Video games during brain surgery to open new treatments for Parkinson's
New York, Oct 11: US researchers are launching a new five-year project on patients playing video games during brain surgery to better understand how the brain regulates movement in people with Parkinson's.
The project, with a $5 million grant from the US National Institutes of Health, aims to develop more individualised treatments for patients with Parkinson's -- the second most common neurodegenerative disease after Alzheimer's.
"We will try to understand how our brain controls the actions we perform, how we make decisions between competing goals, how we stop moving, and how we switch actions," said Vasileios Christopoulos, assistant professor of bioengineering at University of California-Riverside.
The brain network associated with action regulation is disrupted with Parkinson's, causing slower movements, difficulty stopping a movement, freezing, or having trouble initiating a new action.
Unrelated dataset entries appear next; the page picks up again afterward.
Issue #6574, opened 2022-03-10
feat: keycloak 1. Support of password grant type for token generation 2. Support for User Info Injection in the request


azilentech:
### Issue description

In Keycloak plugin,

The following features can be helpful:
1. There can be feature to support "password" grant type which can generate token via Keycloak token endpoint and return it in response.
-  There can be configuration setting "token_generation_endpoint", which will contain URL endpoint. If incoming URL request match with this URL, identify the user name and password from incoming request parameters and call "token_endpoint". 

2. There can be an optional configuration that can allow injecting Keycloak User Info in the incoming request.
- There can be configuration settings: "include_user_info" and "token_userinfo_endpoint". Based on these values, the plugin will call Token Userinfo Endpoint and inject a new header "X-User-Info" in the request before forwarding it for further process.

azilentech:
Hi,
We have implemented this feature for our internal scenario already and If it can be helpful to a larger audience, we have created PR for review.
We have kept only a single feature, as you suggested in the PR.
Please let me know, your comments for the same.

We will also create separate PR for Dashboard changes so that it can support these keyclaok plugin changes.

azilentech:
In the code, instead of taking "token_generation_endpoint" as configuration setting name, I have used "password_grant_token_generation_incoming_uri" as setting name.
As the previous name was making confusion with "token_endpoint" which was referring to keycloak url.

PR #6586, opened 2022-03-11
feat: add support for password grant in keycloak plugin

azilentech:
Support of password grant type for token generation (#6574)

Committing changes after adding new feature for generating token based on `user id/password` and also taking support of grant type `password`

feat: #6574

### Pre-submission checklist:

### DIFF
--- a/apisix/plugins/authz-keycloak.lua
+++ b/apisix/plugins/authz-keycloak.lua
@@ -19,10 +19,12 @@ local http      = require "resty.http"
 local sub_str   = string.sub
 local type      = type
 local ngx       = ngx
+local util = require("apisix.cli.util")
 local plugin_name = "authz-keycloak"
 
 local log = core.log
 local pairs = pairs
+local ipairs = ipairs
 
 local schema = {
     type = "object",
@@ -700,14 +702,6 @@ local function fetch_jwt_token(ctx)
     return token
 end
 
-local function split_string(s, delimiter)
-    local result = {}
-    for match in (s..delimiter):gmatch("(.-)"..delimiter) do
-        table.insert(result, match)
-    end
-    return result
-end
-
 -- To get new access token by calling get token api
 local function generate_token_using_password_grant(conf,ctx)
     log.warn("generate_token_using_password_grant Function Called")
@@ -718,18 +712,23 @@ local function generate_token_using_password_grant(conf,ctx)
     local username = nil
     local password = nil
     --split by &
-    local parameters_array = split_string(request_body, "&")
-    if parameters_array then
+    local parameters_array = util.split(request_body, "&")
+
+    if #parameters_array == 2 then
         for k, parameter in ipairs(parameters_array) do
             if string.find(parameter, "username") then
                 --split by =
-                local username_value_array = split_string(parameter, "=")
-                username = username_value_array[2]
+                local username_value_array = util.split(parameter, "=")
+                if #username_value_array == 2 then
+                    username = username_value_array[2]
+                end
             end
             if string.find(parameter, "password") then
                 --split by =
-                local password_value_array = split_string(parameter, "=")
-                password = password_value_array[2]
+                local password_value_array = util.split(parameter, "=")
+                if #password_value_array == 2 then
+                    password = password_value_array[2]
+                end
             end
         end
     end
--- a/apisix/plugins/authz-keycloak.lua
+++ b/apisix/plugins/authz-keycloak.lua
@@ -380,7 +380,7 @@ local function authz_keycloak_ensure_sa_access_token(conf)
 
                 local params = {
                     method = "POST",
-                    body =  ngx.encode_args({
+                    body = ngx.encode_args({
                         grant_type = "refresh_token",
                         client_id = client_id,
                         client_secret = conf.client_secret,
@@ -456,7 +456,7 @@ local function authz_keycloak_ensure_sa_access_token(conf)
 
         local params = {
             method = "POST",
-            body =  ngx.encode_args({
+            body = ngx.encode_args({
                 grant_type = "client_credentials",
                 client_id = client_id,
                 client_secret = conf.client_secret,
@@ -644,7 +644,7 @@ local function evaluate_permissions(conf, ctx, token)
 
     local params = {
         method = "POST",
-        body =  ngx.encode_args({
+        body = ngx.encode_args({
             grant_type = conf.grant_type,
             audience = authz_keycloak_get_client_id(conf),
             response_mode = "decision",
@@ -732,13 +732,13 @@ local function generate_token_using_password_grant(conf,ctx)
     if not token_endpoint then
         local err = "Unable to determine token endpoint."
         log.error(err)
-        return 500, err
+        return 503, err
     end
     local httpc = authz_keycloak_get_http_client(conf)
 
     local params = {
         method = "POST",
-        body =  ngx.encode_args({
+        body = ngx.encode_args({
             grant_type = "password",
             client_id = client_id,
             client_secret = conf.client_secret,
@@ -775,9 +775,11 @@ local function generate_token_using_password_grant(conf,ctx)
 end
 
 function _M.access(conf, ctx)
+    local headers = core.request.headers(ctx)
     if conf.password_grant_token_generation_incoming_uri and
-        ngx.var.request_uri:upper() ==
-        conf.password_grant_token_generation_incoming_uri:upper() and
+        ngx.var.request_uri ==
+        conf.password_grant_token_generation_incoming_uri and
+        headers["content-type"] == "application/x-www-form-urlencoded" and
         core.request.get_method() == "POST" then
             return generate_token_using_password_grant(conf,ctx)
     end
--- a/apisix/plugins/authz-keycloak.lua
+++ b/apisix/plugins/authz-keycloak.lua
@@ -67,7 +67,11 @@ local schema = {
         access_token_expires_leeway = {type = "integer", minimum = 0, default = 0},
         refresh_token_expires_in = {type = "integer", minimum = 1, default = 3600},
         refresh_token_expires_leeway = {type = "integer", minimum = 0, default = 0},
-        token_generation_endpoint = {type = "string", minLength = 1, maxLength = 4096},
+        password_grant_token_generation_incoming_uri = {
+            type = "string",
+            minLength = 1,
+            maxLength = 4096
+        },
     },
     allOf = {
         -- Require discovery or token endpoint.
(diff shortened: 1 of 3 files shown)


soulbird:
Missing unit tests

azilentech:
Hi,

I will need little guidance for the CLA signing process from your side.

In PR, I have made the following changes.

- Added test cases. As these test cases require keycloak installation, I tested with my local environment by adjusting parameters and configuration settings. Please let me know If I need to perform further steps.
- I updated code by using better configuration setting "password_grant_token_generation_incoming_uri" instead of using "token_generation_endpoint" which can be confusing with "token_endpoint".
- I updated the documentation by following contribution guidelines.
- I also ran "make lint" and followed all the suggestions.

Please let me know the next actions for me.

spacewander:
> I will need little guidance for the CLA signing process from your side.

There is no CLA file for APISIX :)

> Added test cases. As these test cases require keycloak installation, I tested with my local environment by adjusting parameters and configuration settings. Please let me know If I need to perform further steps.

As the keycloak environment is set up by @sshniro,
@sshniro 
Could you provide some help for @azilentech to test this feature? Thanks!

niketrk:
@sshniro 

I checked the logs of above test runs.
error is: "status=401, body={\"error\":\"invalid_grant\",\"error_description\":\"Invalid user credentials\"}"

I have used following settings in my test scenario:
"client_id": "course_management"
"client_secret": "d1ec69e9-55d2-4109-a3ea-befa071579d5"
username = "teacher@gmail.com"
password = "123456"
grant_type = "password"

I took the above settings from other Keycloak test cases.
I am doubting that these settings are not proper for the test Keycloak instance. In my local environment, I put my Keycloak settings and then run test scenario via
`TEST_NGINX_BINARY=/usr/local/bin/openresty prove -Itest-nginx/lib -r t/plugin/authz-keycloak.t`

And it worked properly.

-------------
Another issue is reported as: "ERROR: apisix/plugins/authz-keycloak.lua: line 719: getting the Lua global "string""

For which I made fix "local str_find = string.find", so it should be fixed now.

apisix/plugins/authz-keycloak.lua
```diff
@@ -695,8 +703,107 @@ local function fetch_jwt_token(ctx)
     return token
 end
 
+-- To get new access token by calling get token api
+local function generate_token_using_password_grant(conf,ctx)
+    log.warn("generate_token_using_password_grant Function Called")
```
starsz, line 708: Why should we use `warn` level ?

apisix/plugins/authz-keycloak.lua
```diff
@@ -695,8 +703,107 @@ local function fetch_jwt_token(ctx)
...
+    --Read Body
+    ngx.req.read_body()
+    --Get Body Data
+    local request_body=ngx.req.get_body_data()
```
starsz, line 712: You can use `core.request.get_body()` instead.

apisix/plugins/authz-keycloak.lua
```diff
@@ -695,8 +703,107 @@ local function fetch_jwt_token(ctx)
...
+    local json, err = authz_keycloak_parse_json_response(res)
+
+    if not json then
+        err = "Could not decode JSON from response"
+              .. (err and (": " .. err) or '.')
+        log.error(err)
+        return 401, {message = err}
+    end
+
+    return  res.status, res.body
```
starsz, line 794:
```suggestion
    return res.status, res.body
```

apisix/plugins/authz-keycloak.lua
```diff
@@ -695,8 +703,107 @@ local function fetch_jwt_token(ctx)
...
+end
 
 function _M.access(conf, ctx)
+
+    if conf.password_grant_token_generation_incoming_uri then
+        if ngx.var.request_uri:upper()
+                == conf.password_grant_token_generation_incoming_uri:upper() then
```
starsz, line 801: Use `and` would be better.

apisix/plugins/authz-keycloak.lua
```diff
@@ -695,8 +703,107 @@ local function fetch_jwt_token(ctx)
...
+local function generate_token_using_password_grant(conf,ctx)
+    log.warn("generate_token_using_password_grant Function Called")
+    --Read Body
+    ngx.req.read_body()
+    --Get Body Data
+    local request_body=ngx.req.get_body_data()
+    local username = nil
+    local password = nil
+    --split by &
+    local parameters_array = util.split(request_body, "&")
```
starsz, line 716: Why the username, password in the request body and use & to concat.

apisix/plugins/authz-keycloak.lua
azilentech: Agree... it should be debug level log. I changed it.

apisix/plugins/authz-keycloak.lua
azilentech: Done. I changed it.

apisix/plugins/authz-keycloak.lua
azilentech: Done.

apisix/plugins/authz-keycloak.lua
azilentech: Good Suggestion and changed it to use and for all three conditions.

apisix/plugins/authz-keycloak.lua
azilentech: As url encoded parameters were coming, they were automatically appended using '&'. Having said that, your comment helped me to utilize "ngx.decode_args" which makes code much cleaner. Thanks!

sshniro:
> scenario

Hi, are you getting the same error when you run the docker image instance (sshniro/keycloak-apisix:latest) locally?

azilentech:
@sshniro 
I didn't test that way earlier, but just now, I did that and it is working. Also when I see the above checks, that test case is starting to pass now. 

I have got the idea what things might cause that. Earlier I was using '&' to split the incoming parameters. but now I am using "ngx.decode_args" ( https://github.com/apache/apisix/pull/6586#discussion_r825597553 ).

Because of that earlier, username (which is email) wouldn't parse properly.
That should be the root cause of the same.

apisix/plugins/authz-keycloak.lua
```diff
@@ -695,8 +700,88 @@ local function fetch_jwt_token(ctx)
...
+
+    return res.status, res.body
+end
 
 function _M.access(conf, ctx)
+
+    if conf.password_grant_token_generation_incoming_uri and
+        ngx.var.request_uri:upper() ==
+        conf.password_grant_token_generation_incoming_uri:upper() and
+        ctx.curr_req_matched["_method"]:upper() == "POST" then
```
starsz, line 782: `ctx.curr_req_matched["_method"]:upper()` looks strange.
I think you can use `core.req.get_method` instead.

apisix/plugins/authz-keycloak.lua
```diff
@@ -695,8 +700,88 @@ local function fetch_jwt_token(ctx)
...
+              .. (err and (": " .. err) or '.')
+        log.error(err)
+        return 401, {message = err}
+    end
+
+    return res.status, res.body
+end
 
 function _M.access(conf, ctx)
+
```
starsz, line 778: redundant line ?

docs/en/latest/plugins/authz-keycloak.md
```diff
@@ -122,6 +123,27 @@ of the same name. The scope is then added to every permission to check.
 If `lazy_load_paths` is `false`, the plugin adds the mapped scope to any of the static permissions configured
 in the `permissions` attribute, even if they contain one or more scopes already.
 
+### Password Grant Token Generation Incoming URI
+
+If you want to generate a token using `password` grant, you can set value of `password_grant_token_generation_incoming_uri`.
```
starsz, line 128:
```suggestion
If you want to generate a token using `password` grant, you can set the value of `password_grant_token_generation_incoming_uri`.
```

docs/en/latest/plugins/authz-keycloak.md
```diff
@@ -122,6 +123,27 @@ of the same name. The scope is then added to every permission to check.
...
+
+Incoming request URI will be matched with this value and if matched, it will generate token using `Token Endpoint`.
```
starsz, line 130:
```suggestion
Incoming request URI will be matched with this value and if matched, it will generate a token using `Token Endpoint`.
```

starsz (approved):

apisix/plugins/authz-keycloak.lua
```diff
@@ -695,8 +700,87 @@ local function fetch_jwt_token(ctx)
...
+    if not token_endpoint then
+        local err = "Unable to determine token endpoint."
+        log.error(err)
+        return 500, err
+    end
+    local httpc = authz_keycloak_get_http_client(conf)
+
+    local params = {
+        method = "POST",
+        body =  ngx.encode_args({
```
spacewander, line 741:
```suggestion
        body = ngx.encode_args({
```

apisix/plugins/authz-keycloak.lua
```diff
@@ -695,8 +700,87 @@ local function fetch_jwt_token(ctx)
...
+    end
+
+    local client_id = authz_keycloak_get_client_id(conf)
+
+    local token_endpoint = authz_keycloak_get_token_endpoint(conf)
+
+    if not token_endpoint then
+        local err = "Unable to determine token endpoint."
+        log.error(err)
+        return 500, err
```
spacewander, line 735:
```suggestion
        return 503, err
```

New feature is encouraged to avoid 500

apisix/plugins/authz-keycloak.lua
```diff
@@ -695,8 +700,87 @@ local function fetch_jwt_token(ctx)
...
+    end
+
+    return res.status, res.body
+end
 
 function _M.access(conf, ctx)
+    if conf.password_grant_token_generation_incoming_uri and
+        ngx.var.request_uri:upper() ==
+        conf.password_grant_token_generation_incoming_uri:upper() and
+        core.request.get_method() == "POST" then
```
spacewander, line 781: We should also check the "Content-Type"?

apisix/plugins/authz-keycloak.lua
```diff
@@ -695,8 +700,87 @@ local function fetch_jwt_token(ctx)
...
+        return 401, {message = err}
+    end
+
+    return res.status, res.body
+end
 
 function _M.access(conf, ctx)
+    if conf.password_grant_token_generation_incoming_uri and
+        ngx.var.request_uri:upper() ==
+        conf.password_grant_token_generation_incoming_uri:upper() and
```
spacewander, line 780: Is it required to compare case-insensitive?
Also, the `var.request_uri` will contain `?argument=part`, is it desirable?

t/plugin/authz-keycloak.t
```diff
@@ -621,3 +622,104 @@ GET /t
...
+                        },
+                        "upstream": {
+                            "nodes": {
+                                "127.0.0.1:1982": 1
+                            },
+                            "type": "roundrobin"
+                        },
+                        "uri": "/api/token"
+                }]],
+                [[{
```
spacewander, line 656: We need to remove the echo response data as https://github.com/apache/apisix/pull/6545

apisix/plugins/authz-keycloak.lua
azilentech: done and also incorporated this in same file at other places.

apisix/plugins/authz-keycloak.lua
azilentech: Valid point. I updated it. I didn't update at other places because there can be backward compatibility issues and there should be separate PR for the same.

apisix/plugins/authz-keycloak.lua
azilentech: Yes. it was missed. I introduced that now.

apisix/plugins/authz-keycloak.lua
azilentech: URL should be case sensitive so removed that "upper" from code.
For the part of request_uri, I believe, as we are checking uri, method, and header, all three parts, this should be fine.
Basically for the operation of token generation, exact uri matching will be helpful.
Your thoughts?

t/plugin/authz-keycloak.t
azilentech: Alright. I removed it from this new test case.

apisix/plugins/authz-keycloak.lua
spacewander: The `request_uri` will contain the query string part of the uri. For example,
With request `/path?query=string`
The `ngx.var.request_uri` will return `/path?query=string`, and `ctx.var.uri` will return `/path`. By looking at the doc of `password_grant_token_generation_incoming_uri`, I guess we can use `ctx.var.uri` so both `/path?query=string` and `/path` can match.

spacewander (approved):
Approved except https://github.com/apache/apisix/pull/6586#discussion_r829659989

apisix/plugins/authz-keycloak.lua
```diff
@@ -695,8 +700,89 @@ local function fetch_jwt_token(ctx)
...
+    return res.status, res.body
+end
 
 function _M.access(conf, ctx)
+    local headers = core.request.headers(ctx)
+    if conf.password_grant_token_generation_incoming_uri and
+        ngx.var.request_uri ==
+        conf.password_grant_token_generation_incoming_uri and
+        headers["content-type"] == "application/x-www-form-urlencoded" and
+        core.request.get_method() == "POST" then
```
tzssangglass, line 783:
```suggestion
    local headers = core.request.headers(ctx)
    local need_grant_token = conf.password_grant_token_generation_incoming_uri and
            ngx.var.request_uri ==
                    conf.password_grant_token_generation_incoming_uri and
            headers["content-type"] == "application/x-www-form-urlencoded" and
            core.request.get_method() == "POST"
    if need_grant_token then
```

apisix/plugins/authz-keycloak.lua
azilentech: @spacewander I understood your idea. I am curious, as to why we should treat both strings (/path?query=string or /path) the same way and proceed with token generation.

Token generation is a very specific use case, and shouldn't we say if and only if a specific URL will be submitted then we will generate token and submit result back.
 
if the request is made with /path?query=string, it shouldn't be assumed for token generation and it should be treated the same as any other request. (e.g. proceed to forward to upstream for further processing).

Please share your view. Accordingly, I can make changes, if needed.

apisix/plugins/authz-keycloak.lua
azilentech: Done. This one is giving better readability. Thanks!

apisix/plugins/authz-keycloak.lua
```diff
@@ -695,8 +700,89 @@ local function fetch_jwt_token(ctx)
...
+        return 401, {message = err}
+    end
+
+    return res.status, res.body
+end
 
 function _M.access(conf, ctx)
+    local headers = core.request.headers(ctx)
+    local need_grant_token = conf.password_grant_token_generation_incoming_uri and
+        ngx.var.request_uri == conf.password_grant_token_generation_incoming_uri and
```
spacewander, line 780:
```suggestion
        ctx.var.request_uri == conf.password_grant_token_generation_incoming_uri and
```
would be better, which provides a cache of the var.

spacewander (dismissed):

apisix/plugins/authz-keycloak.lua
azilentech: Done. Made the change.

spacewander (approved):

tzssangglass (approved):

lijing-21:
Hi @azilentech , thank you for your contribution!

Here is the Contributor T-shirt form[1], if you're interested, kindly take a look :)

[1] https://github.com/apache/apisix/blob/master/CONTRIBUTING.md#contributor-t-shirt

As the disease progresses, dopamine-producing cells die. Dopamine is a neurotransmitter, responsible for feelings of pleasure which in turn fuel motivation.
A first step in treatment is often L-Dopa, a drug meant to replace lost dopamine. When L-Dopa or similar medications stop working, deep-brain stimulation is often a last-ditch treatment. Electrodes are implanted to stimulate an area of the brain called the subthalamic nucleus or STN, which is involved with Tourette's syndrome and obsessive-compulsive disorder as well as Parkinson's.
"When a bus is coming and you want to stop crossing the street, the STN is involved. It's the brake you have in your brain when you want to stop what you're doing," Christopoulos said.
"In Parkinson's, we know this area is hyperactive. For them, every action is like driving a car with their foot on the brakes."
For the project, around 200 patients will be awake while the electrodes are implanted.
They will play a video game with a joystick, before, during and after surgery, allowing the research team to see the effectiveness of the treatment in real time.
The patients' behavioural and neurological data will also help Christopoulos build a large-scale mathematical model of the brain, so that theories about its function can be tested.
"As an outcome of this project, we hope to optimise treatments and make them patient specific," Christopoulos said.
"We know Parkinson's is a terminal disease, but we want to give people a better quality of life, and a longer life."